Green-houses

Soil-heating in greenhouses

If heating cables are applied in greenhouses or hotbeds, the season of cultivation can be extended. With an earlier start of growing in the spring and a longer autumn many so-called impossible plants can be cultivated and this despite the severe climate.

Earth heating can be arranged in an easy way and without too much encroachment by applying heating cables below the bed of earth. The heating cables are then controlled to obtain the required earth temperature (6-14°C).

Miscellaneous

Power required: 60-140 W/m²

Cable types to be used: TCPR

Dimensioning: The power should not exceed 15 W/m cable to prevent a drying up of the roots.
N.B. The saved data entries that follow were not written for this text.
PR #305, opened 2018-01-16
Auto generate minidump test classes

hsyuan:
Update server/CMakeLists.txt to generate minidump tests automatically. The original process to add minidump tests, especially adding new test classes that just test minidumps was rather labor intensive (at least to me). It is prohibiting Orca developers creating new tests suites, or move minidumps to others test suites, or rename the test suites to reveal its real intention. Just take a look how large the original CICGTest was. Sometimes, when we just add 1 or 2 minidump files, don't know where to put, and it doesn't seem worthwhile to add a new test class, then a lot of minidumps are accumulating in some irrelevant test classes, such as CICGTest. This PR eases the work of adding new test suites. Adding new test classes and regrouping minidumps couldn't be so easy.


server/CMakeLists.txt
```diff
@@ -49,6 +34,150 @@ function(add_orca_test TEST_NAME)
...
+IndexOnLeaf-SingleColumnHeterogenousIndexOnRoot-1-HEAP IndexOnLeaf-SingleColumnHeterogenousIndexOnRoot-2-AO
+IndexOnLeaf-SingleColumnHeterogenousIndexOnRoot-2-HEAP NonOverlappingHomogenousIndexesOnRoot-ANDPredicate-HEAP
+OverlappingHomogenousIndexesOnRoot-ANDPredicate-HEAP OverlappingHomogenousIndexesOnRoot-HEAP
+SingleColumnHomogenousIndexOnRoot-AO SingleColumnHomogenousIndexOnRoot-HEAP;
+
+CEquivClassTest:
+Equiv-HashedDistr-1 Equiv-HashedDistr-2 EquivClassesAndOr EquivClassesLimit IndexNLJoin_Cast_NoMotion
+")
+
+set(mdp_test_hdr_dir "${CMAKE_CURRENT_SOURCE_DIR}/include/unittest/gpopt/minidump")
```
d: -1

Generated files should go into either [`CMAKE_CURRENT_BINARY_DIR`](https://cmake.org/cmake/help/v3.1/variable/CMAKE_CURRENT_BINARY_DIR.html) or [`PROJECT_BINARY_DIR`](https://cmake.org/cmake/help/v3.1/variable/PROJECT_BINARY_DIR.html). This is both a best practice and a precedence, where our `config.h` was generated into `PROJECT_BINARY_DIR` (I personally prefer `CMAKE_CURRENT_BINARY_DIR` because it's more composable, but that aside).

d:
Empirically my biggest pain with adding a new test suite has been [mucking around with main.cpp](https://github.com/greenplum-db/gporca/blob/f30a0b972865a46f5af4956ef75f88667506377f/server/src/startup/main.cpp#L138) and manually adding the new test there. Does this PR address that?

Jesse

server/CMakeLists.txt
hsyuan: best practice doesn't apply to all the case and doesn't mean we have to do this.

hsyuan: Ah, looks worth a try. I will try it.

hsyuan:
yes

server/CMakeLists.txt
hsyuan: addressed comments, thanks!

hsyuan:
addressed comment. please take a look.

d:
I'm reviewing this

d:
Is it just me or is the new test suite not equivalent to the old test suite?

server/src/unittest/gpopt/minidump/CICGTest.cpp
```diff
@@ -89,6 +89,7 @@ const CHAR *rgszFileNames[] =
 		"../data/dxl/minidump/TPCDS-39-InnerJoin-JoinEstimate.mdp",
 		"../data/dxl/minidump/TPCH-Partitioned-256GB.mdp",
 		"../data/dxl/minidump/Tpcds-NonPart-Q70a.mdp",
+		"../data/dxl/minidump/Tpcds-10TB-Q37-NoIndexJoin.mdp",
```
dhanashreek89: So now that we are running this test for retail build as well;  will this have any impact on testing time as the old comment says ? Just wondering if you have noticed any.

hsyuan: there is no change with master on this.

hsyuan: master only run this when non debug mode

hsyuan:
There is no change for this test. We only run this test for retail build.

~ ~ ~
Haisheng Yuan

On Thu, Jan 18, 2018 at 1:33 PM, Dhanashree Kashid <notifications@github.com

server/CMakeLists.txt
```diff
@@ -49,6 +36,152 @@ function(add_orca_test TEST_NAME)
...
+
+  # generate header/src file name for current test
+  set(header_file ${mdp_test_hdr_dir}/${test_name})
+  set(source_file ${mdp_test_src_dir}/${test_name})
+
+  # auto generate test class from template
+  configure_file(${mdp_test_hdr_tpl} ${header_file})
+  configure_file(${mdp_test_src_tpl} ${source_file})
+
+  update_file(${header_file}.h ${header_file})
```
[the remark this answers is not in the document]
hsyuan: nice, i will change it.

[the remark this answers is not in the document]
hsyuan: It turns out it has some issues. I will leave it for now. Will revisit it later.

hsyuan:
pushed, thanks all for the review!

Control: The heating cables are controlled by a thermostat and the sensor is placed in the bed of plants (temperature zone 0-40°C).

Dimensioning

Dimensioning heating cables for soil heating in greenhouses

When calculating the cable resistance and length this is the best way:

  1. The required power is decided (Pt).
  2. Distribution on a suitable number of cable lengths.
  3. The best cable and voltage feed are decided.
    For each length the following is then decided:
  4. The total resistance (Rt).
  5. The shortest cable length possible (l).
  6. The cable resistance (Ohm/m) is chosen.
  7. The real length of the cable (l).
  8. Check calculations.
  9. The distance between the cable runs (c/c).
  10. The solution.

Example: In a hothouse there are two cultivating areas 6 x 2m that are to be provided with heating cables for earth heating.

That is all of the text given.